_Exercise aim_: An exact copy of every entry below is needed.

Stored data
____

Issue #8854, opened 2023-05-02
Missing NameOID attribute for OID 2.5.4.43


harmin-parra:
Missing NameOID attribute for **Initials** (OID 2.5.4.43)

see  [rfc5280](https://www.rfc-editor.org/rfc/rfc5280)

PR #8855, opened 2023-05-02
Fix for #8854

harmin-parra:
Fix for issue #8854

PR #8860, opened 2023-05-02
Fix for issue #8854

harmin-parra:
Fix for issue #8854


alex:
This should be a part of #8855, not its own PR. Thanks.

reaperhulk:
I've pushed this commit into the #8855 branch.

____

_Response for this exercise_:
Issue #8854, opened 2023-05-02
Missing NameOID attribute for OID 2.5.4.43


harmin-parra:
Missing NameOID attribute for **Initials** (OID 2.5.4.43)

see  [rfc5280](https://www.rfc-editor.org/rfc/rfc5280)

PR #8855, opened 2023-05-02
Fix for #8854

harmin-parra:
Fix for issue #8854

PR #8860, opened 2023-05-02
Fix for issue #8854

harmin-parra:
Fix for issue #8854


alex:
This should be a part of #8855, not its own PR. Thanks.

reaperhulk:
I've pushed this commit into the #8855 branch.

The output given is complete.